◆ DIRECTIONS FOR THIS TASK ◆
Only a number is wanted here: the count of lines in the entries below that contain the word "DROP".

§

PR #496, opened 2020-09-17
Update continuous aggregate API functions

mkindahl:
Updating API documentation to fix continuous aggregate constructions.

### DIFF
--- a/api.md
+++ b/api.md
@@ -1644,20 +1644,21 @@ at predefined intervals and materialize the results. This is suitable for
 frequently used queries. For a more detailed discussion of this capability,
 please see [using TimescaleDB Continuous Aggregates][using-continuous-aggs].
 
-*  [CREATE VIEW](#continuous_aggregate-create_view)
-*  [ALTER VIEW](#continuous_aggregate-alter_view)
+*  [CREATE MATERIALIZED VIEW](#continuous_aggregate-create_view)
+*  [ALTER MATERIALIZED VIEW](#continuous_aggregate-alter_view)
 *  [REFRESH MATERIALIZED VIEW](#continuous_aggregate-refresh_view)
-*  [DROP VIEW](#continuous_aggregate-drop_view)
+*  [DROP MATERIALIZED VIEW](#continuous_aggregate-drop_view)
 
-## CREATE VIEW (Continuous Aggregate) :community_function: [](continuous_aggregate-create_view)
-`CREATE VIEW` statement is used to create continuous aggregates.
+## CREATE MATERIALIZED VIEW (Continuous Aggregate) :community_function: [](continuous_aggregate-create_view)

§

◆ WRITTEN RESPONSE ◆
2